Hey there! So, let me tell you about this Creamy Loaded Baked Potato Soup. You know, I stumbled upon this recipe one chilly evening when I was craving something warm and hearty—kind of like a cozy sweater for the inside. My first attempt wasn’t exactly the masterpiece I’d hoped for (let’s say I learned the hard way that salt and sugar look awfully similar at a quick glance), but after a few tweaks, it’s become a family favorite. Trust me, once you’ve had a steaming bowl of this, you’ll understand why it’s such a hit around here.
Why You’ll Love This Soup
I make this whenever the weather starts getting nippy, and my family goes absolutely bananas for it. Seriously, if there’s a chill in the air, this soup is on the stove. Plus, it’s like a one-pot wonder—everything cooks up in one big pot, which means fewer dishes. Woohoo! And did I mention the bacon? (I mean, who doesn’t like bacon, right?) Sometimes, I even sneak in a bit more than the recipe calls for… shh, our secret!
Gather These Ingredients
- 6 large russet potatoes (or use Yukon Golds if you prefer a creamier texture)
- 1 onion, finely chopped
- 3 cloves of garlic, minced (or just use garlic powder if you’re in a pinch)

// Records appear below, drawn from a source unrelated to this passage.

PR #1536, opened 2018-05-25
add disabled property to firewall

danawillow:


danawillow:
Me, 6pm: Man, what a drag it is to write all these tests that only fail because the tests are wrong.
Me, 7pm: This API does not behave the way I thought it did, good thing I had a test.

🤦‍♀️ 

Anyway, the answer to your question is yes. Turns out the update method only supports updating certain fields, but patch lets you update any of them so I just used patch instead.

- 1/2 cup all-purpose flour
- 4 cups chicken broth (vegetable broth works too, if that’s your jam)
- 2 cups milk (or heavy cream if you’re feeling indulgent)

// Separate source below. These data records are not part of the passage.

Issue #1541, opened 2018-05-26
Support Stackdriver-Kubernetes


kim0:
### Terraform Version
Terraform v0.11.7

### Affected Resource(s)
- google_container_cluster

### Expected Behavior
I am able to create a GKE cluster with the new stackdriver-kubernetes mode monitoring as detailed [here](https://cloud.google.com/monitoring/kubernetes-engine/installing#creating_the_cluster)

### Actual Behavior
I tried to create a new GKE cluster and set `logging_service = "logging.googleapis.com/kubernetes"` but that was not accepted as a valid value

### Steps to Reproduce
Please list the steps required to reproduce the issue, for example:
1. Create new GKE cluster with Terraform
1. Set `logging_service = "logging.googleapis.com/kubernetes"`

danawillow:
Fixed in #1589.

PR #1544, opened 2018-05-28
Add support for Stackdriver Monitoring on GKE clusters

tanordheim:
Using Strackdriver to monitor GKE clusters is currently available in beta ([see docs](https://cloud.google.com/monitoring/kubernetes-engine/)) and I've done some attempts at letting us provision GKE clusters with this enabled via Terraform.

This PR solves that by allowing you to set the following properties:

```
logging_service = "logging.googleapis.com/kubernetes"
monitoring_service = "monitoring.googleapis.com/kubernetes"
```

It does, however, come with some caveats:

- `google_container_cluster.min_master_version` must be set to `1.10.2-gke.1` or higher, or the API call fails with a validation error (`googleapi: Error 400: Stackdriver kubernetes resource model is not supported for cluster version 1.8.10-gke.0; version 1.10.2 or newer is required., badRequest`).
- The `logging_service` and `monitoring_service` changes can only take place when creating a new cluster. Attempting to update these on an already running cluster (even if it satisfies the version requirement) yields this error: `googleapi: Error 400: desired_monitoring_service was "monitoring.googleapis.com/kubernetes" but must be one of "", "none", or "monitoring.googleapis.com"., badRequest`. According to [the migration docs](https://cloud.google.com/monitoring/kubernetes-engine/migration), it's for the time being only possible to enable this when creating a new cluster.

I'm not sure how this should be handled on a Terraform level. I'm not terribly familiar with Terraform internals but I'm happy to contribute if someone has some idea of to solve this.

This PR is also related to #1541.

### DIFF
--- a/google/resource_container_cluster.go
+++ b/google/resource_container_cluster.go
@@ -219,7 +219,7 @@ func resourceContainerCluster() *schema.Resource {
 				Type:         schema.TypeString,
 				Optional:     true,
 				Computed:     true,
-				ValidateFunc: validation.StringInSlice([]string{"logging.googleapis.com", "none"}, false),
+				ValidateFunc: validation.StringInSlice([]string{"logging.googleapis.com", "logging.googleapis.com/kubernetes", "none"}, false),
 			},
 
 			"maintenance_policy": {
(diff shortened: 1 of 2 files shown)


nikitashalnov:
We are really need this feature. +1

xenozauros:
Would be great to implement it

danawillow:
Oh no, I saw the open issue about this (#1577) before realizing there was a PR out already to fix it. Sorry to steal your thunder! Closing in favor of #1589 since that's been merged already.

- 1 cup shredded cheddar cheese (my grandma swears by sharp cheddar)
- 6 strips bacon, cooked and crumbled
- Salt and pepper to taste
- Chives for garnish (optional but fancy!)

Let’s Get Cooking!
- Peel and chop the potatoes. Get them into hearty chunks—about an inch, I’d say. This is where you can’t be too precious.
- Sauté the onions and garlic. In a big ol’ pot, sauté the chopped onions until they’re translucent. Add the garlic and let it mingle for another minute. (This is when your kitchen starts smelling like magic.)
- Make a roux. Sprinkle in the flour and stir. It’ll look weird—like a pasty blob—but trust me, it’s all good.
- Pour in the broth. Slowly add the chicken broth, stirring constantly until the mixture is smooth and slightly thickened.
- Add potatoes and simmer. Toss in your potato chunks and let them simmer away for about 15-20 minutes. This is usually when I sneak a taste. If anyone asks, it’s for quality control!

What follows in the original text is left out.